Within the simulation activities some possible powertrain configurations for a given engine and EAS hardware are evaluated. The boundaries are linked to the proposed EU 7 content from the CLOVE and the ICCT. This will probably change when the final legislation text is published by the European Commission. In the created simulation environment, the effort required to change the calibration based on adapted emission targets is manageable within a limited amount of time. Changing the aftertreatment technology or even the arrangement is also feasible within a short time frame. By challenging the system to optimize the controller or hardware settings for dedicated scenarios, using design of experiments (DoE) with AVL CAMEO\(^\text {TM}\) is both possible and reasonable [4]. Based on these benefits, this system model operated with the simulation platform AVL CRUISE\(^\text {TM}\) M Model.CONNECT\(^\text {TM}\) is appropriate for carrying out specific tasks early on in the pre-development phase.
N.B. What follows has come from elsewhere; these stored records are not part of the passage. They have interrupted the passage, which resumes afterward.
PR #2422, opened 2025-05-16
Drop `ms.topic` Metadata Field for all Non-Index Doc Files

ScottCarda-MS:
As requested by the doc team, they now have a script that will add the `ms.topic` field with a value that they determine, so we shouldn't generate `ms.topic` fields.

### DIFF
--- a/compiler/qsc_doc_gen/src/generate_docs.rs
+++ b/compiler/qsc_doc_gen/src/generate_docs.rs
@@ -29,7 +29,6 @@ type ToC = FxHashMap<Rc<str>, Vec<Rc<Metadata>>>;
 struct Metadata {
     uid: String,
     title: String,
-    topic: String,
     kind: MetadataKind,
     package: PackageKind,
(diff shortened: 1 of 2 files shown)


compiler/qsc_doc_gen/src/generate_docs.rs
```diff
@@ -60,9 +59,9 @@ description: {}
 author: {{AUTHOR}}
 ms.author: {{MS_AUTHOR}}
 ms.date: {{TIMESTAMP}}
-ms.topic: {}
+ms.topic: landing-page
```
DmitryVasilevsky, line 62: So landing-page is the only ms.topic that we leave to table of content?

DmitryVasilevsky (approved):

compiler/qsc_doc_gen/src/generate_docs.rs
ScottCarda-MS: Yes, that's right

PR #2423, opened 2025-05-16
Remove `w/=` and `w/` operations in our repo's Q# code

ScottCarda-MS:


swernli:
Of note with this one, we have a bit of a timing challenge: we should merge after the release with the feature goes out since the samples are treated as a live resource BUT we must merge before the release with the feature goes out so that the embedded samples have the new syntax. I think this means we have to hit that window of merging just before we know we are going to do an official release.

samples/language/CopyAndUpdateOperator.qs
minestarks, line 1: This sample also shows the copy and update syntax for structs. Is this intentionally deleted?

minestarks (approved):

minestarks:
@swernli  why, what do you have in mind when you say "live resource"? Do we have direct links to the `main` of this repo from documentation?

swernli:
> @swernli why, what do you have in mind when you say "live resource"? Do we have direct links to the `main` of this repo from documentation?

Yeah, last I checked we do. We still get referrals from learn.microsoft.com and quantum.microsoft.com, and I believe the learn site still deep links to the samples folder. It's possible those links have changed since I last looked though.

samples/language/CopyAndUpdateOperator.qs
ScottCarda-MS: We should probably have two new samples to replace this file: one for the copy syntax of structs and a separate one for the array index assignment.

swernli (approved):
Changes look good to me!

swernli:
Closing for now, keeping the branch and will reopen when/if this is rebased and ready to move forward.

PR #2425, opened 2025-05-16
Add documentType to telemetry events

minestarks:
This adds a `documentType` property to relevant telemetry events to differentiate between the various language types we now support.


vscode/src/copilot/azqTools.ts
```diff
@@ -433,7 +431,7 @@ export async function submitToTarget(
 
   let qir = "";
   try {
-    qir = await getQirForVisibleSource(supportsAdaptive(target.id));
+    qir = "";
   } catch (e: any) {
```
idavis, line 435: I think you forgot to put this back in.

minestarks: This was indeed a mistake. Let me put it back in

idavis (approved):

PR #2427, opened 2025-05-18
Only surface Q# errors if there are no OpenQASM compilation errors

idavis:


compiler/qsc/src/qasm.rs
```diff
@@ -83,16 +84,28 @@ pub fn compile_with_config<R: SourceResolver, S: Into<Arc<str>>>(
...
 
-    let mut compile_errors = compile_errors;
-    for error in errors {
-        let err = WithSource::from_map(
-            &source_map,
-            crate::compile::ErrorKind::OpenQasm(error.into_error()),
-        );
-        compile_errors.push(err);
-    }
+    // We allow the best effort compliation, but for errors we only
```
orpuente-MS, line 87:
```suggestion
    // We allow the best effort compilation, but for errors we only
```

orpuente-MS (approved):

PR #2432, opened 2025-05-19
Remove warnings and update module name.

idavis:


pip/qsharp/openqasm/__init__.py
```diff
@@ -4,15 +4,15 @@
...
+from ._import import import_openqasm
 from ._run import run
 from .._native import ProgramType, OutputSemantics, QasmError  # type: ignore
 
 __all__ = [
     "circuit",
     "compile",
     "estimate",
-    "import_qasm",
+    "import_openqasm",
```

Beside the considered boundaries, which are covering critical conditions within the EU7 proposal from the CLOVE and the ICCT, there are other possible cycles and driving boundaries. In addition to the NO\(_\textrm{x}\) and N\(_{2}\)O emissions, other pollutants can be critical depending on the EAS layout, target application and the used calibration. What will also be challenging are the particulate numbers for 23 nm and 10 nm, but for this, the current used simulation platform is not yet suitable to predict. For this evaluation, there were no product tolerances or additional aging phenomena considered, which is important to show the robustness of the application and the possibilities for OBD/OBM. To find an indication on the emission impact and difficulty, please refer to [27].